ASSIGNED TASK
All lines that hold the string "include" should be copied. Find them in the listing below.

INPUT DATA

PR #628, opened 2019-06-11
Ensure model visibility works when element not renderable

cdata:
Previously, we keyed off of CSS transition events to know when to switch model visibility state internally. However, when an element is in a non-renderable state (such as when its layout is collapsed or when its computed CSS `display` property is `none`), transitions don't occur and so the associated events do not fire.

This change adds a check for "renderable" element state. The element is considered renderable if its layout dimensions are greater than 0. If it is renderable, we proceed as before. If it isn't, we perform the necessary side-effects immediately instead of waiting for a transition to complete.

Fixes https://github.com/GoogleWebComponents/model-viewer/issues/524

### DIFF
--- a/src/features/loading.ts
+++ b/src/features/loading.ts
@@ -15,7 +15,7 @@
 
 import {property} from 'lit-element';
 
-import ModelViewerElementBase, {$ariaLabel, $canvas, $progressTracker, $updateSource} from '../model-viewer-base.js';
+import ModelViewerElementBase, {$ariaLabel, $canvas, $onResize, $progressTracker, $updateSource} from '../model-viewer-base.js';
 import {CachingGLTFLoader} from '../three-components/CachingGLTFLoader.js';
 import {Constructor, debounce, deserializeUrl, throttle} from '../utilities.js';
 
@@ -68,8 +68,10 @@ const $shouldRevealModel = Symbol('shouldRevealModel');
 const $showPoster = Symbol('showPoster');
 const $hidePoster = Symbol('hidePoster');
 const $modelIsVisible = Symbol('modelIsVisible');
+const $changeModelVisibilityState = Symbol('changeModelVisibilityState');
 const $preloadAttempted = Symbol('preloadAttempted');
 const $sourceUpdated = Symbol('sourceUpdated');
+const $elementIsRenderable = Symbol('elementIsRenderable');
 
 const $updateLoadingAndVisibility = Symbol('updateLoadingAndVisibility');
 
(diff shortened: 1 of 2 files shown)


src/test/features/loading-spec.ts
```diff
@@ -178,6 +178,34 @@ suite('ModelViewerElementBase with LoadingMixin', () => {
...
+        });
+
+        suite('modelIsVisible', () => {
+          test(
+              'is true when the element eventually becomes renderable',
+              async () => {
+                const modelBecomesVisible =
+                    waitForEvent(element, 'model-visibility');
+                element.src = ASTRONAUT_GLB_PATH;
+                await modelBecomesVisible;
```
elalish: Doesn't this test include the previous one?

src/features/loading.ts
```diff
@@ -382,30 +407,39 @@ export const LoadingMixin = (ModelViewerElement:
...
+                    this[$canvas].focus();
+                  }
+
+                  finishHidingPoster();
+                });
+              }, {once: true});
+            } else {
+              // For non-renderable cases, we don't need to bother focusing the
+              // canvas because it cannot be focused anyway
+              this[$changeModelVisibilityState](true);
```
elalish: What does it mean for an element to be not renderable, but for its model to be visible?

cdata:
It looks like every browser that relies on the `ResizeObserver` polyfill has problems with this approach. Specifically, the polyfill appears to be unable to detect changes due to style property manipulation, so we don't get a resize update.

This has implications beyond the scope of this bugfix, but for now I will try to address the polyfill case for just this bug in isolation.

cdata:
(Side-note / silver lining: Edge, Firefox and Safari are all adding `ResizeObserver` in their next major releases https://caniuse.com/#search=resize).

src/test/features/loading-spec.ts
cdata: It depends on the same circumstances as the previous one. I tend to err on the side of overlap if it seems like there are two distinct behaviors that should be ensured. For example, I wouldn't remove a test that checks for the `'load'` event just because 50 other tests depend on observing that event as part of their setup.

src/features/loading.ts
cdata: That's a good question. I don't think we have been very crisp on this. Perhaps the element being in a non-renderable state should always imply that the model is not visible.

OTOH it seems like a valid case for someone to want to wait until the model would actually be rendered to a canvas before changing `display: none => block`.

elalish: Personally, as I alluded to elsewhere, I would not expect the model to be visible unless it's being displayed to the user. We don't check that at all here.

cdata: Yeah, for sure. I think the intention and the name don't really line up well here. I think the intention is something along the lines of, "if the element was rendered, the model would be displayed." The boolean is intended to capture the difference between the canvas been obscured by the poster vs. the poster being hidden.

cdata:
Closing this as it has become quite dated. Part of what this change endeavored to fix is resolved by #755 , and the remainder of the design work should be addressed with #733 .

--

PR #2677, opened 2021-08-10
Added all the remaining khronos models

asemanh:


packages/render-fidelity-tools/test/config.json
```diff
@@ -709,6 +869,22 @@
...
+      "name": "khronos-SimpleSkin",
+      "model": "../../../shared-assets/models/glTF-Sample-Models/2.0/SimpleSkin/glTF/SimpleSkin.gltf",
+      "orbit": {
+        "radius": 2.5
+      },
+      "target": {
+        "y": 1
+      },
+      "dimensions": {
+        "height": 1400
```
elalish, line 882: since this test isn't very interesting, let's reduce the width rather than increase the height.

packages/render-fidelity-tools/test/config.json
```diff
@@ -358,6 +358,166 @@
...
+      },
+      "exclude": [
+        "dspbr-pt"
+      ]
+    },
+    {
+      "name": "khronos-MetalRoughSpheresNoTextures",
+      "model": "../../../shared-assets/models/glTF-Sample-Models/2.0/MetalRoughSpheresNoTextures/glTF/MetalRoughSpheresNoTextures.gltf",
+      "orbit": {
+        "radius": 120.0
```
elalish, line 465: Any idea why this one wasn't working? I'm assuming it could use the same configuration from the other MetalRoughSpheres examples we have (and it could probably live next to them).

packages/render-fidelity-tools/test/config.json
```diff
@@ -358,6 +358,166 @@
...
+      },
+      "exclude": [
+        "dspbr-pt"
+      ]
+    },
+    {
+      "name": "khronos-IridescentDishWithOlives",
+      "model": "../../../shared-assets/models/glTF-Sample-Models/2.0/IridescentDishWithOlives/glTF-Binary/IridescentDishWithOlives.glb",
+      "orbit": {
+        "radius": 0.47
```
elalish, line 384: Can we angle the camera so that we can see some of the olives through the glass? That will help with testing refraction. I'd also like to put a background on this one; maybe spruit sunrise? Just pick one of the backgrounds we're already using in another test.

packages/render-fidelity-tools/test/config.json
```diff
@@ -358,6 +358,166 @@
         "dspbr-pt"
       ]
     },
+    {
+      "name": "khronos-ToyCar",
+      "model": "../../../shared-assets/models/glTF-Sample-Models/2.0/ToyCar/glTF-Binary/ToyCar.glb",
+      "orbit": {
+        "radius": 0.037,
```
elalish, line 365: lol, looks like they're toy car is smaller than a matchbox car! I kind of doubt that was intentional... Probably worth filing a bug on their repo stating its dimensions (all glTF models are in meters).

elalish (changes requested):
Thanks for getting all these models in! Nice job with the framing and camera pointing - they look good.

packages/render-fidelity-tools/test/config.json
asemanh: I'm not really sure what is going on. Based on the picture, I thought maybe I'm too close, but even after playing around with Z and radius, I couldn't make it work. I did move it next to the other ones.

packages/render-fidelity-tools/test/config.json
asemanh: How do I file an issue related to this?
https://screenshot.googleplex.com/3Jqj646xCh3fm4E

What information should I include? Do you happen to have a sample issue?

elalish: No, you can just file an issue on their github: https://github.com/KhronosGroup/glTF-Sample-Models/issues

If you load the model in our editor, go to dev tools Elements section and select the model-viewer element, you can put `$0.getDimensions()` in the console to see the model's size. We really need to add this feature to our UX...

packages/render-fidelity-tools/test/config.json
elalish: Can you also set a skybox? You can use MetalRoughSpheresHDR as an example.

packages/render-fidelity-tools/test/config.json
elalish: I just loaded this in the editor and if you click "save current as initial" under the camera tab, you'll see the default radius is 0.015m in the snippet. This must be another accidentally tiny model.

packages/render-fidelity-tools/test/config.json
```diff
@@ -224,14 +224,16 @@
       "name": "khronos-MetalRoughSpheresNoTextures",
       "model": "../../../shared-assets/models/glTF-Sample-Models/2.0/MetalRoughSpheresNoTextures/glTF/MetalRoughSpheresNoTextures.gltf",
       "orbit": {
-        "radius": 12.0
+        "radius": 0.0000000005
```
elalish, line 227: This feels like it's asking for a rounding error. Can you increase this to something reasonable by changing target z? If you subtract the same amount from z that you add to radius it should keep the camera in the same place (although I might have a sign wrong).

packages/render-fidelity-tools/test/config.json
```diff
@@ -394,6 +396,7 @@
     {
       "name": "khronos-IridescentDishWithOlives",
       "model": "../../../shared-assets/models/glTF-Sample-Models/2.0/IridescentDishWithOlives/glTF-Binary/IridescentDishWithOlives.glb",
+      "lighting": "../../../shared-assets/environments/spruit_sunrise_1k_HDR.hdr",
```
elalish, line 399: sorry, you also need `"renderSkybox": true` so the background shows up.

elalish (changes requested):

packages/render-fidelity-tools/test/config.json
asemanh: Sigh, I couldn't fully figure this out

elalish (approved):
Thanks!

* * *

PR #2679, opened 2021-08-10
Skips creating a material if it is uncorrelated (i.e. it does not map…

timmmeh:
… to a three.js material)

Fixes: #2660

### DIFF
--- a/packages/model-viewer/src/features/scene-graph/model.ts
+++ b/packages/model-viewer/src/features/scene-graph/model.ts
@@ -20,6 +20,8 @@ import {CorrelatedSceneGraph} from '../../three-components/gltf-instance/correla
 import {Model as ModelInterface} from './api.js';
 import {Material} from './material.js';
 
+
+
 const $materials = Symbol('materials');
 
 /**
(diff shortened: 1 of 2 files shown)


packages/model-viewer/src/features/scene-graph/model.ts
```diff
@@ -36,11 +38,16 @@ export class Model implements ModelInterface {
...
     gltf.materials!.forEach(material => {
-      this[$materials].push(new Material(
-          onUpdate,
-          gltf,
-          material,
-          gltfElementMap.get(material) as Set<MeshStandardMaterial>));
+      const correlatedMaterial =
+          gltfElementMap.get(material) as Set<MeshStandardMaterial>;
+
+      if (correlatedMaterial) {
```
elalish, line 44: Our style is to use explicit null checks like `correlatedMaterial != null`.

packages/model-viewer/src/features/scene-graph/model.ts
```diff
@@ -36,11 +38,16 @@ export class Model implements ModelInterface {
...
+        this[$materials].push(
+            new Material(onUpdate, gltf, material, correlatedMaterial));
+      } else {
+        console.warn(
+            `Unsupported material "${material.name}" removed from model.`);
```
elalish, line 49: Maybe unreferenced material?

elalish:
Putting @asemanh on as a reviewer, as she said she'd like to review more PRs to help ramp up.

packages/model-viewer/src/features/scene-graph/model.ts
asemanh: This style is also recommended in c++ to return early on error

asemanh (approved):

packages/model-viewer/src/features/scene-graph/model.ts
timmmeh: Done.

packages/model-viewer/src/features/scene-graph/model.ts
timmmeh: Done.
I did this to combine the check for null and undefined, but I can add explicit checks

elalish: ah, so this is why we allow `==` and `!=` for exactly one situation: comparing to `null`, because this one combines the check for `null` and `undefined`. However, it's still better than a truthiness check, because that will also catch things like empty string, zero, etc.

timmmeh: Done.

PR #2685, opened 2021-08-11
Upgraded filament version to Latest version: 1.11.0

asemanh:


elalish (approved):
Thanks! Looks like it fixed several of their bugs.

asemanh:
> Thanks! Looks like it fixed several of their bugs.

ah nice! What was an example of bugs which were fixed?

ANSWER TO THIS EXERCISE
elalish: Doesn't this test include the previous one?
What information should I include? Do you happen to have a sample issue?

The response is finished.